- Opening Delimiter -
PR #130, opened 2018-07-02
Add missing date css

annekainicUSDS:
## Description

In building a sample form using the starter app, I noticed some css was missing to style date inputs appropriately. I've copied those styles in from the VA design system.

A larger question for us to answer at some later date is if we want to go back to using the USWDS default date input. On Vets.gov, we decided to deliberately diverge from how USWDS handles dates and build our own custom component (dropdowns for month and day instead of text fields), with custom styling. Do we want to go back to using the USWDS version of a date field?


dmethvin-gov:
Is the USWDS approach less useful than the vets.gov one? If so, I wonder if it should be suggested back to USWDS as a change. I'd be inclined to go back to the USWDS setup just to keep things simpler, but I suppose that has implications on whether we break vets.gov?

annekainicUSDS:
To be honest, the reason why Vets.gov diverged from the USWDS approach was not for a great reason. For the first ever form we built on Vets.gov, our stakeholder requested that we use dropdowns for month and day as opposed to text fields, which is what USWDS uses for those 2 fields, so that's what we did.

If we go back to the USWDS one, it will involve more work because the basic `DateWidget` will need to be changed, which will change it on Vets.gov automatically. I think it's worth having a more intentional discussion around this as opposed to just making this change outright, and perhaps chat quickly with the Vets.gov design team to see if they have discovered anything in their user research that would impact that decision. So I thought the quickest thing to do for now was to make this CSS addition and the larger decision around which version of the date field to use can be made separately.

annekainicUSDS:
Great idea, that would be a good use case!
- Closing Delimiter -
**Task to carry out:** Would you please reproduce all of the lines above exactly?

**Written answer:**
PR #130, opened 2018-07-02
Add missing date css

annekainicUSDS:
## Description

In building a sample form using the starter app, I noticed some css was missing to style date inputs appropriately. I've copied those styles in from the VA design system.

A larger question for us to answer at some later date is if we want to go back to using the USWDS default date input. On Vets.gov, we decided to deliberately diverge from how USWDS handles dates and build our own custom component (dropdowns for month and day instead of text fields), with custom styling. Do we want to go back to using the USWDS version of a date field?


dmethvin-gov:
Is the USWDS approach less useful than the vets.gov one? If so, I wonder if it should be suggested back to USWDS as a change. I'd be inclined to go back to the USWDS setup just to keep things simpler, but I suppose that has implications on whether we break vets.gov?

annekainicUSDS:
To be honest, the reason why Vets.gov diverged from the USWDS approach was not for a great reason. For the first ever form we built on Vets.gov, our stakeholder requested that we use dropdowns for month and day as opposed to text fields, which is what USWDS uses for those 2 fields, so that's what we did.

If we go back to the USWDS one, it will involve more work because the basic `DateWidget` will need to be changed, which will change it on Vets.gov automatically. I think it's worth having a more intentional discussion around this as opposed to just making this change outright, and perhaps chat quickly with the Vets.gov design team to see if they have discovered anything in their user research that would impact that decision. So I thought the quickest thing to do for now was to make this CSS addition and the larger decision around which version of the date field to use can be made separately.

annekainicUSDS:
Great idea, that would be a good use case!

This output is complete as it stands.